Había entre ellas -y era, por cierto, la más humil­de- una monja de familia noble, de alto linaje y muy bella.
Un caballero que habitaba un castillo no lejos de aquel lugar, acertó a verla una tarde en que ella estaba en el huerto, y de tal manera le impresionó su belleza, que ya no tuvo reposo.
Desde aquel momento, todas las noches el caballero rondaba el monte, y aun el huerto del convento, lle­gando al extremo de escalar sus muros y cantar ante la reja de la bella enclaustrada.
Ésta tuvo noticia de los padecimientos del joven ca­ballero y lloró amargamente. Su humildad, su religión, no podían soportar la situación que el caballero le crea­ba al rondarla como si ella perteneciera al mundo.
Una tarde, después de rezar devotamente en la capi­lla del convento, tomó una decisión heroica.
Al llegar la noche, esperó la monja, tras la celosía, a que el caballero escalara el muro del huerto, como de costumbre.
No tuvo que esperar mucho tiempo.

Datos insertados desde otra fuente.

PR #2567, opened 2023-08-30
enhance(metanode).add interface of IsRestoring to raft store for bett…

leonrayang:
…er performace while do IsFollowerRead jugement

To ensure that the partition is not in a snapshot state during metanode's followRead, we queried the status interface of the raft. However, the Status() interface of raft is implemented using a channel for lock-free operation, which leads to poor performance. To address this, we are adding an interface here that allows us to retrieve only the required status instead of the entire raft state.

fixes #

**Release note**:

```release-note
```

### DIFF
--- a/depends/tiglabs/raft/server.go
+++ b/depends/tiglabs/raft/server.go
@@ -218,6 +218,15 @@ func (rs *RaftServer) ChangeMember(id uint64, changeType proto.ConfChangeType, p
 	return
 }
 
+func (rs *RaftServer) IsRestoring(id uint64) bool {
+	rs.mu.RLock()
+	defer rs.mu.RUnlock()
+	if raft, ok := rs.rafts[id]; ok {
+		return raft.restoringSnapshot.Get() || raft.applied() == 0
+	}
+	return true
+}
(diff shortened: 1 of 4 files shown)


Victor1319 (dismissed):
LGTM

depends/tiglabs/raft/server.go
```diff
@@ -218,6 +218,15 @@ func (rs *RaftServer) ChangeMember(id uint64, changeType proto.ConfChangeType, p
 	return
 }
 
+func (rs *RaftServer) IsRestoring(id uint64) bool {
+	rs.mu.RLock()
+	defer rs.mu.RUnlock()
```
xiangcai1215, line 223: rs.mu.RLock()
	raft, ok := rs.rafts[id]
	rs.mu.RUnlock()
	if ok {
		return  raft.restoringSnapshot.Get() && raft.applied() == 0
	}
这样锁友好点

Victor1319 (approved):
LGTM

xiangcai1215 (approved):
LGTM

PR #2569, opened 2023-08-30
[Fix]: `CarryWeightNodesetSelector` will be equal with `RoundRobinNodesetSelector` in specified case

NaturalSelect:

* In specified case (only 2 nodesets in a zone), current implementation of `CarryWeightNodesetSelector` will be equal with `RoundRobinNodesetSelector`.
* The pull request fix the bug and add more tests to nodeset selector.

**Release note**:

```release-note
```


leonrayang (approved):
LGTM

bboyCH4 (approved):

Apenas la luna asomaba en el cielo, cuando vio al caballero que, echan­do una escala de seda por el muro, bajaba con gran sigilo por ella, con su laúd colgado a la espalda.
Salió entonces la monja y se acercó al caballero. És­te temblaba de emoción. Ella, entonces, le dijo que ha­bía sabido lo mucho que por su amor sufría y que no podía consentirlo. Pero tampoco podía tolerar que todas las noches rondara su celda y le cantara trovas, comprometiéndola ante los ojos de sus compañeras de claustro.

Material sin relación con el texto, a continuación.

PR #2579, opened 2023-09-04
fix(Raft): fix the error when Raft has no leader which not handler he…

xiangcai1215:
…artbeat request

1.The RAFT node was unable to receive the null entry message that leder change will send when it restarts.As a result, this node will become PreCandidate. The Raft that has no leader will not handle heartbeat messages, so it will never change to a follower until an append request is received.

fixes #
1. Let PreCandidate handle heartbeat requests so it can quickly switch to follower if the cluster has a normal leader.

**Release note**:

```release-note
```


Victor1319 (approved):
LGTM

leonrayang (approved):
LGTM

Le habló él entonces de su mucha belleza. Al oír es­tas palabras, contestó la religiosa que, puesto que era su belleza la causante de su desasosiego, estaba decidi­da a destruirla y devolver a su alma la tranquilidad que había perdido.

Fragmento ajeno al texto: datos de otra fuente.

PR #2585, opened 2023-09-04
snapshot. update process of version sequence check in strategy and update log ouput 

leonrayang:
enhance(master): snapshot. update process of version sequence check in strategy since ver update from second to microscond
enhance(Raft): update error output to warn since the mp inconstent may be caused by raft log behind

fixes #

**Release note**:

```release-note
```


Victor1319 (approved):
LGTM

baijiaruo (approved):
LGTM

PR #2594, opened 2023-09-06
fix some bugs related to snapshot

leonrayang:
enhance(metanode): check version no need to reset all mask euqual towq MultiVersionFlag
fix(master):snapshot.make WaitGroup usage clear in aync job in 2phase version managment in case of wrong number counter
fix(metanode):snapshot.Extent append by diff verseq need consider as split key and add to refMap,or else the ek drop caused by modification and be considered as normal discard , the whole extent would be dropped

fixes #

**Release note**:

```release-note
```


bboyCH4 (approved):

Victor1319 (approved):
LGTM

bboyCH4 (approved):

PR #2598, opened 2023-09-07
 snapshot. mp update version list according master and apply by raft submit

leonrayang:

enhance(metanode): snapshot. mp update version list according master and apply by raft submit
    
    1)apply to avoid conflict with version commit process
    2)consistent with master verlist then do verlist append and delete
    3)normal version commit from master also need consider the seq in the mp list


Victor1319 (dismissed):
LGTM

true1064 (approved):
LGTM

PR #2604, opened 2023-09-11
snapshot.enhance version creation and syncronization process

leonrayang:

  enhance(master):load multi version error need exit
  fix(master):version time cann't be equal
  enhance(master):snapshot.update creatiton and deletion condition in strategy
  enhance(metanode):snapshot. version message from master need raft submit and quened


bboyCH4 (dismissed):

baijiaruo (approved):
LGTM

PR #2607, opened 2023-09-12
enhance(metanode): snapshot.toplayer deletetion wrong report and do d…

leonrayang:
…elete according to version list

version list do deletion may be faster than lcnode do really deletion, once the top layer deletion happend(always tiggered by user operation), and not find the next layer,then consider the layer already the last layer, and the extents can be dropped.

fixes #

**Release note**:

```release-note
```


baijiaruo (approved):
LGTM

Victor1319 (approved):
LGTM

PR #2610, opened 2023-09-12
fix(metanode):snapshot.extent key in append need consider the probabi…

leonrayang:
…lity of split

current senario
1) seq update: updated as the volume information is fetched, and later it is updated based on changes in the verlist of data and meta. However, it does not have real-time capability. 2) The dirty flag of ExtentHandler is written back to the datanode, which means it is prepared for flushing to the metanode. 3) For appending ek, find the previous appendable ek. If ExtentHandler is not closed, the ek will include the previous ek (Note that it is difficult to control here as the previous ek might have already been asynchronously written to the meta or it may be in transit. After data is returned and before meta is returned, dirty is true). To append as a whole, where meta and data have changed but the client may not perceive it in a timely manner, the range of the appended ek is larger, including the previous ek (an extent). When meta is processed, it is used directly.

Improvements:
Approach 1: Without modifying the client, append the ek to the meta. The meta will differentiate the range based on the existing ke conditions, for example, if the new ek range overlaps with the old one, it will proactively split into two sets and assign a new version number to the newly added ek. Approach 2: If the meta detects that the client's requested seq is outdated and its own seq has advanced beyond the client's request, it will return to the client. The client can then modify its ek to be appended based on the current version information returned by the meta and the current state of eks in the meta.

conclusion:
Option 1 is relatively simple and covers more scenes.

fixes #

**Release note**:

```release-note
```

### DIFF
--- a/client/fs/super.go
+++ b/client/fs/super.go
@@ -117,7 +117,6 @@ func NewSuper(opt *proto.MountOptions) (s *Super, err error) {
 		ValidateOwner:   opt.Authenticate || opt.AccessKey == "",
 		EnableSummary:   opt.EnableSummary && opt.EnableXattr,
 		MetaSendTimeout: opt.MetaSendTimeout,
-		VerReadSeq:      opt.VerReadSeq,
 	}
 	s.mw, err = meta.NewMetaWrapper(metaConfig)
 	if err != nil {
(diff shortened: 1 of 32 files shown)


Victor1319 (approved):
LGTM

baijiaruo (approved):
LGTM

Diciendo esto, sacó una daga que llevaba escondida bajo el escapulario, y de un solo tajo se destrozó una mejilla y se cortó la nariz.
No dice la leyenda qué fue del caballero, pero sí nos cuenta que en aquel sitio nació un raro arbusto, de una especie desconocida hasta entonces, que daba unas flo­res de color encendido y en forma de nariz.
Los naturales del país aseguran que no hay otro igual en toda Cataluña. En varias ocasiones procuraron ex­tirparlo; pero siempre renace con mayor lozanía.
Le pusieron como nombre el «árbol de fuego»; pe­ro el vulgo, siempre amante de lo maravilloso y fan­tástico, le llama el «árbol de las narices».